Stored items
[Start of Attachment]

PR #4364, opened 2024-10-29
revert(state/indexer): copy value (#4326)

gartnera:
Revert https://github.com/cometbft/cometbft/pull/4326 as it did not need to be backported to v0.37.x as https://github.com/cometbft/cometbft/issues/4295 did not effect v0.37.x

This cometbft-db upgrade is a breaking change which caused database corruption (or at least consensus failures) on our cosmos sdk v0.47.x application when upgrading: https://github.com/zeta-chain/node/pull/3045 (revert with details: https://github.com/zeta-chain/node/pull/3065)

I'm unsure of how to write this up in the changelog.

---

#### PR checklist

- [ ] Tests written/updated


melekes:
😭 😭 😭  that change is starting to become a nightmare

melekes:
Would it be possible to update cosmos SDK? I can work on that.

melekes:
> which caused database corruption (or at least consensus failures)

can you share details?

gartnera:
> > which caused database corruption (or at least consensus failures)
> 
> can you share details?

Updated description. Our revert PR has logs: https://github.com/zeta-chain/node/pull/3065

melekes:
We don't need to revert the whole PR—just the part that updates the `cometbft-db` version. I will do it.

gartnera:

[End of Attachment]

• _TASK TO COMPLETE_
Your response should be an exact copy of all the records.

• _PROBLEM SOLUTION_
PR #4364, opened 2024-10-29
revert(state/indexer): copy value (#4326)

gartnera:
Revert https://github.com/cometbft/cometbft/pull/4326 as it did not need to be backported to v0.37.x as https://github.com/cometbft/cometbft/issues/4295 did not effect v0.37.x

This cometbft-db upgrade is a breaking change which caused database corruption (or at least consensus failures) on our cosmos sdk v0.47.x application when upgrading: https://github.com/zeta-chain/node/pull/3045 (revert with details: https://github.com/zeta-chain/node/pull/3065)

I'm unsure of how to write this up in the changelog.

---

#### PR checklist

- [ ] Tests written/updated


melekes:
😭 😭 😭  that change is starting to become a nightmare

melekes:
Would it be possible to update cosmos SDK? I can work on that.

melekes:
> which caused database corruption (or at least consensus failures)

can you share details?

gartnera:
> > which caused database corruption (or at least consensus failures)
> 
> can you share details?

Updated description. Our revert PR has logs: https://github.com/zeta-chain/node/pull/3065

melekes:
We don't need to revert the whole PR—just the part that updates the `cometbft-db` version. I will do it.

gartnera:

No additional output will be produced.